Integral of exponential of Gauss hypergeometric function

Question

I need to solve the following integral:

$\int \exp \big( -c \ {}_{2}F_{1} \big( 1, -\tfrac{2}{\alpha}, 1 -\tfrac{2}{\alpha}, -d z^{\alpha} \big) \big) z \ \mathrm{d} z$

with $c>0$, $d>0$, and $\alpha>2$.

My attempt was to make

$\tfrac{\mathrm{d}}{\mathrm{d} z} \Big( -c \ {}_{2}F_{1} \big( 1, -\tfrac{2}{\alpha}, 1 -\tfrac{2}{\alpha}, -d z^{\alpha} \big) \Big) = \tfrac{2 c}{z} \Big( \tfrac{1}{1+dz^\alpha} - {}_{2}F_{1} \big( 1, -\tfrac{2}{\alpha}, 1 -\tfrac{2}{\alpha}, -d z^{\alpha} \big) \Big)$

appear outside the exponential and use $\int u \ \mathrm{d} v = u v \int v \ \mathrm{d} u$ with $u = \tfrac{z}{\frac{\mathrm{d}}{\mathrm{d} z} \big( -c {}_{2}F_{1} ( 1, -\frac{2}{\alpha}, 1 -\frac{2}{\alpha}, -d z^{\alpha}) \big)}$ and $v = \exp \big( -c \ {}_{2}F_{1} \big( 1, -\tfrac{2}{\alpha}, 1 -\tfrac{2}{\alpha}, -d z^{\alpha} \big) \big)$, but apparently it doens't make it any simpler.

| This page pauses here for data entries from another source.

Issue #14492, opened 2025-05-18
[🐛 Bug]: Webdriver creates a new agent object for each individual request which is expensive


dragosMC91:
### Have you read the Contributing Guidelines on issues?

- [x] I have read the [Contributing Guidelines on issues](https://github.com/webdriverio/webdriverio/blob/main/CONTRIBUTING.md#reporting-new-issues).

### WebdriverIO Version

9.14.0

### Node.js Version

20.10.0

### Mode

WDIO Testrunner

### Which capabilities are you using?

```typescript
{
            browserName: 'chrome',
            'wdio:enforceWebDriverClassic': true,
            'goog:platformName': 'desktop',
            'wdio:exclude': [
                './test/specs/**/*mobile*.js'
            ],
            'goog:loggingPrefs': { browser: 'WARNING' },
            'goog:chromeOptions': {
                args: [
                    '--no-sandbox',
                    '--disable-dev-shm-usage',
                    '--window-position=1050,210',
                    '--window-size=1366,768',
                    ...headlessCapability
                ],
            },
        }
```

### What happened?

It's not a bug per se, just an unnecessary operation from what i can tell.

### What is your expected behavior?

The agent should be reused for the entire duration of the test, i am not sure i see the benefit for creating a new agent for each individual request, even if this operation costs ~0.3-0.5 ms, but this small extra time is 10% for lots of requests

### How to reproduce the bug.

In order to get an idea of how much time this operation adds to each request, i wrote a performance test for 3 very common operations: `fetch element`, `click element` and `is element displayed`.

Clone the issue highlight repo below, and run the same performance test for the original wdio, and patched wdio:
```
ENABLE_HEADLESS=1 DEBUG= yarn test --spec test/specs/suite1/validatePerformance.desktop.test.js
```
`Original` wdio 9.14.0 branch: https://github.com/dragosMC91/wdio-exclude-pattern-bug-highlight/pull/11
`Patched` wdio 9.14.0 branch: https://github.com/dragosMC91/wdio-exclude-pattern-bug-highlight/pull/10 (this just adds a cached dispatcher to the [FetchRequest class](https://github.com/webdriverio/webdriverio/blob/v9.14.0/packages/webdriver/src/request/node.ts#L28))
`Baseline` wdio 8.44.1 branch: https://github.com/dragosMC91/wdio-exclude-pattern-bug-highlight/pull/8

after checking out each branch, don't forget to `yarn install` to make sure you have the applied patch

[...]

PR #14493, opened 2025-05-18
Cache the wd request dispatcher

dragosMC91:
## Proposed changes
I noticed that a new agent is created for each individual wd request. Maybe i am missing something but this seems excessive.

I propose using a cached instance of the dispatcher.

I validated the performance improvement for this change via the performance tests referenced in the issue for this fix - https://github.com/webdriverio/webdriverio/issues/14492

## Types of changes

## Checklist

## Backport Request

### DIFF
--- a/packages/webdriver/tests/request.test.ts
+++ b/packages/webdriver/tests/request.test.ts
@@ -7,8 +7,7 @@ import type { Options } from '@wdio/types'
 
 import '../src/browser.js'
 import { FetchRequest as WebFetchRequest } from '../src/request/web.js'
-import { FetchRequest } from '../src/request/node.js'
-import { SESSION_DISPATCHERS } from '../src/request/node.js'
+import { FetchRequest, SESSION_DISPATCHERS } from '../src/request/node.js'
 
 vi.mock('@wdio/logger', () => import(path.join(process.cwd(), '__mocks__', '@wdio/logger')))
 vi.mock('fetch')
--- a/packages/webdriver/tests/request.test.ts
+++ b/packages/webdriver/tests/request.test.ts
@@ -6,10 +6,20 @@ import logger from '@wdio/logger'
 import type { Options } from '@wdio/types'
 
 import '../src/browser.js'
-import { FetchRequest } from '../src/request/web.js'
+import { FetchRequest as WebFetchRequest } from '../src/request/web.js'
+import { FetchRequest } from '../src/request/node.js'
+import { SESSION_DISPATCHERS } from '../src/request/node.js'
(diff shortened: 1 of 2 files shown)


christian-bromann (changes requested):
I totally agree that we can be more efficient here. However the current implementation would not allow to have multiple WebDriver sessions with different options as we would cache one dispatcher per process. I wonder if we can store them in a map based on a given session id. Wdyt?

dragosMC91:
> I totally agree that we can be more efficient here. However the current implementation would not allow to have multiple WebDriver sessions with different options as we would cache one dispatcher per process. I wonder if we can store them in a map based on a given session id. Wdyt?

i initially wanted to use a map, but thought each process would only have 1 set of options, defined at test start. So i missed this scenario you mentioned.
I will investigate how to implement your suggestion, will probably do so after work tomorrow

christian-bromann (commented):
We should clean up session entries at some point otherwise the map may grow infinitely. One way could be to check if the request is a delete session request and clean up after.

dragosMC91:
> We should clean up session entries at some point otherwise the map may grow infinitely. One way could be to check if the request is a delete session request and clean up after.

good idea, should i also add unit tests for this change ?

christian-bromann:
> should i also add unit tests for this change ?

That would be great, thanks!

dragosMC91:
> > should i also add unit tests for this change ?
> 
> That would be great, thanks!

will do so tomorrow after work

dragosMC91:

If it's of any help, I've obtained the primitive

$\int {}_{2}F_{1} \big( 1, -\tfrac{2}{\alpha}, 1 -\tfrac{2}{\alpha}, -d z^{\alpha} \big) \ \mathrm{d} z = \tfrac{r}{3} \Big( {}_{2}F_{1} \big( 1, -\tfrac{2}{\alpha}, 1 -\tfrac{2}{\alpha}, -d z^{\alpha} \big) + 2 {}_{2}F_{1} \big( 1, \tfrac{1}{\alpha}, 1 + \tfrac{1}{\alpha}, -d z^{\alpha} \big) \Big).$

Answer 1

Let us start simplifying the notation by noticing that $$ f_\alpha(z)\stackrel{\text{def}}{=}\phantom{}_2 F_1\left(1,-\frac{2}{\alpha};1-\frac{2}{\alpha};z\right) = -\sum_{n\geq 0}\frac{2}{\alpha n-2}z^n=1-\sum_{n\geq 1}\frac{2z^n}{\alpha n\color{red}{-2}} \tag{1}$$ If the red term were absent, we would simply have $f_\alpha(z)=1-\frac{2}{\alpha}\log(1-z)$, and the given integral, up to the substitution $z\mapsto z^{1/\alpha}$, would simply be a value of an incomplete Beta function. Now it would be really useful to know if you are interested in a simple closed form for a primitive (that probably does not exist) or if the integration range is fixed and you are good with accurate approximations or asymptotics for large $\alpha$s. Please let me know and I will improve the current answer accordingly.